I’m being slightly melodramatic here. I apologize. I’m frustrated by a great many things—stupidity (my own and that of others), events in the outside world, events in my life, events in my inside world, the nature of my inside world, and so on—and this blog is pretty much my only venue for expressing those frustrations. It’s not like I can talk to anyone about them.
I mean, it’s physically possible to talk about them, don’t get me wrong, but physical possibility is not a dispositive fact. After all, it’s physically possible for a person to run full tilt at a brick wall and quantum tunnel through it. But that’s so improbable that you’re probably waaaaay more likely to win every lottery in the world on the same day…without even playing any of them deliberately*. But, in principle, it could happen the next time you don’t look where you’re going.

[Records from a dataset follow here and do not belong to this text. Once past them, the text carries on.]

PR #907, opened 2026-01-16
Enable nullable reference types in `Ical.Net.Tests.csproj` 

### LINKED ISSUE #904: chore: Update unit tests with project-wide `nullable enable`

axunonb:
No changes in code logic, only affecting unit tests.

* Add `nullable enable` to `Ical.Net.Tests`
* Fix nullability warnings by applying nullable and null-forgiving operators in unit tests
* Replace `Assert.Multiple` with `using (Assert.EnterMultipleScope())`

Resolves #904

### DIFF
--- a/Ical.Net.Tests/DataTypeTest.cs
+++ b/Ical.Net.Tests/DataTypeTest.cs
@@ -14,15 +14,13 @@ public class DataTypeTest
 {
     [Test, Category("DataType")]
     public void OrganizerConstructorMustAcceptNull()
-    {
-        Assert.DoesNotThrow(() => { var o = new Organizer(null); });
-    }
+        => Assert.DoesNotThrow(() => { var o = new Organizer(null!); });
 
     [Test, Category("DataType")]
     public void AttachmentConstructorMustAcceptNull()
     {
-        Assert.DoesNotThrow(() => { var o = new Attachment((byte[]) null); });
-        Assert.DoesNotThrow(() => { var o = new Attachment((string) null); });
+        Assert.DoesNotThrow(() => { var o = new Attachment((byte[]?) null); });
+        Assert.DoesNotThrow(() => { var o = new Attachment((string) null!); });
     }
 
     public static IEnumerable<TestCaseData> TestWeekDayEqualsTestCases => [
--- a/Ical.Net.Tests/DataTypeTest.cs
+++ b/Ical.Net.Tests/DataTypeTest.cs
@@ -35,22 +35,22 @@ public class DataTypeTest
     [Test, TestCaseSource(nameof(TestWeekDayEqualsTestCases)), Category("DataType")]
     public void TestWeekDayEquals(WeekDay w1, WeekDay w2)
     {
-        Assert.Multiple(() =>
+        using (Assert.EnterMultipleScope())
         {
             Assert.That(w1.Equals(w1), Is.True);
             Assert.That(w1.Equals(w2), Is.False);
-        });
+        }
     }
 
     [Test, TestCaseSource(nameof(TestWeekDayEqualsTestCases)), Category("DataType")]
     public void TestWeekDayCompareTo(WeekDay w1, WeekDay w2)
     {
-        Assert.Multiple(() =>
+        using (Assert.EnterMultipleScope())
         {
             Assert.That(w1.CompareTo(w1), Is.EqualTo(0));
 
             if (w2 != null)
                 Assert.That(w1.CompareTo(w2), Is.Not.EqualTo(0));
-        });
+        }
     }
 }
--- a/Ical.Net.Tests/DataTypeTest.cs
+++ b/Ical.Net.Tests/DataTypeTest.cs
@@ -14,13 +14,13 @@ public class DataTypeTest
 {
     [Test, Category("DataType")]
     public void OrganizerConstructorMustAcceptNull()
-        => Assert.DoesNotThrow(() => { var o = new Organizer(null!); });
+        => Assert.DoesNotThrow(() => { _ = new Organizer(null); });
 
     [Test, Category("DataType")]
     public void AttachmentConstructorMustAcceptNull()
     {
-        Assert.DoesNotThrow(() => { var o = new Attachment((byte[]?) null); });
-        Assert.DoesNotThrow(() => { var o = new Attachment((string) null!); });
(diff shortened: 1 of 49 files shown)


Ical.Net.Tests/Logging/Abstractions/InMemorySink.cs
```diff
@@ -14,13 +13,14 @@ namespace Ical.Net.Tests.Logging.Abstractions;
 
 internal class InMemorySink : ILogEventSink
 {
-    public static InMemorySink Instance;
+    public static InMemorySink Instance = null!;
 
-    private ConcurrentQueue<Serilog.Events.LogEvent> _events { get; } = new();
+    private ConcurrentQueue<Serilog.Events.LogEvent> Events { get; } = new();
```
maknapp: This should be a readonly field not a property, and probably named back to `_events`.
```c#
private readonly ConcurrentQueue<Serilog.Events.LogEvent> _events = new();
```

Ical.Net.Tests/WikiSamples/RecurrenceWikiTests.cs
```diff
@@ -129,12 +127,12 @@ public void DailyIntervalCount()
...
         var calendarSerializer = new CalendarSerializer();
-        var generatedIcs = calendarSerializer.SerializeToString(calendar);
+        var generatedIcs = calendarSerializer.SerializeToString(calendar)!;
 
         // Calculate all occurrences
         var tz = TimeZoneResolvers.Default("Europe/Zurich");
-        IEnumerable<Occurrence> occurrences = calendar.GetOccurrences(tz);
-        Assert.That(occurrences.Count(), Is.EqualTo(2));
+        IEnumerable<Occurrence> occurrences = calendar.GetOccurrences(tz).ToList();
+        Assert.That(occurrences.Count, Is.EqualTo(2));
```
maknapp: This is still using `IEnumerable.Count()` instead of `List<T>.Count`. Change to `var occurrences = ...`, and `Has.Count.EqualTo`.

Ical.Net.Tests/DataTypeTest.cs
```diff
@@ -14,15 +14,13 @@ public class DataTypeTest
 {
     [Test, Category("DataType")]
     public void OrganizerConstructorMustAcceptNull()
-    {
-        Assert.DoesNotThrow(() => { var o = new Organizer(null); });
-    }
+        => Assert.DoesNotThrow(() => { var o = new Organizer(null!); });
```
maknapp: Why does `Organizer` not accept nullable `string?` if it allows for null values? Same for `Attachment(string)` below.

Ical.Net.Tests/SerializationTests.cs
```diff
@@ -46,7 +46,7 @@ internal static void CompareComponents(ICalendarComponent cb1, ICalendarComponen
                 }
                 else if (p1.Value is IEnumerable)
                 {
-                    CompareEnumerables((IEnumerable)p1.Value, (IEnumerable)p2.Value, p1.Name);
+                    CompareEnumerables((IEnumerable)p1.Value, (IEnumerable) p2.Value!, p1.Name);
```
maknapp: In this PR or another, `CompareEnumerables()` could be replaced with `Assert.That(..., Is.EquivalentTo(...))`.

Ical.Net.Tests/SymmetricSerializationTests.cs
```diff
@@ -208,23 +205,22 @@ public void CategoriesTest(string[] categories)
 
     private static IEnumerable CategoryTest_TestCases()
     {
-        yield return new string[] { "Foo", "Bar", "Baz" };
-        yield return new string[] { "Hello", "world" };
-        yield return new string[] { "Hello", "world", null };
+        yield return new[] { "Foo", "Bar", "Baz" };
+        yield return new[] { "Hello", "world" };
```
maknapp, line 209: No need to test `null` anymore?

maknapp (changes requested):

Ical.Net.Tests/WikiSamples/RecurrenceWikiTests.cs
axunonb: oops, tnx - of course

Ical.Net.Tests/Logging/Abstractions/InMemorySink.cs
axunonb: 👍

Ical.Net.Tests/DataTypeTest.cs
axunonb: `Organizer` and `Attachment` constructors did not accept `null`, although there was a check for a `null` argumenta. Existing code might pass `null` though.
I changed the constructors' signature for now.

Ical.Net.Tests/SymmetricSerializationTests.cs
axunonb: No, indeed not, because `CalendarEvent.Categories` is an `IList<string>`

Ical.Net.Tests/SerializationTests.cs
axunonb: Indeed, this was the only reference, so no problem.

axunonb:
Thanks for review!

Ical.Net.Tests/SerializationTests.cs
```diff
@@ -44,9 +44,9 @@ internal static void CompareComponents(ICalendarComponent cb1, ICalendarComponen
                     if (((IComparable)p1.Value).CompareTo(p2.Value) != 0)
                         continue;
                 }
-                else if (p1.Value is IEnumerable)
+                else if (p1.Value is IEnumerable p1Enumerable)
                 {
-                    CompareEnumerables((IEnumerable)p1.Value, (IEnumerable) p2.Value!, p1.Name);
+                    Assert.That(p1Enumerable, Is.EquivalentTo((IEnumerable) p2.Value!));
```
maknapp: Add `Assert.That(..., message: p1.Name + " do not match");` to match the error message from before.

maknapp (changes requested):

Ical.Net.Tests/SerializationTests.cs
axunonb: Done

maknapp (approved):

If such tunneling became, somehow, much more likely, perhaps because some omnipotent being had tweaked the nature of quantum interactions, I suspect that the universe as we know it would fall apart. For one thing, fusion reactions would happen way too easily (I think) if tunneling were so much more likely, and maybe every form of “ordinary” matter would accumulate locally into massive atomic nuclei—little bits of neutron-star matter everywhere, accompanied by all the local equivalents of supernova explosions that would happen as protons converted into neutrons, and positrons and neutrinos went flying everywhere…dogs and cats living together…mass hysteria! But, again, this is just speculation and silliness. The point is, there are easier ways to get through walls.
Actually, I don’t think that was the point. Oh, well.
Anyway—as you could probably guess—I have a very difficult time having normal conversations. I have a pretty difficult time having even abnormal conversations. So please forgive me if I express myself here, at least a little bit. You’re the one reading it. No one’s forcing you to do so**.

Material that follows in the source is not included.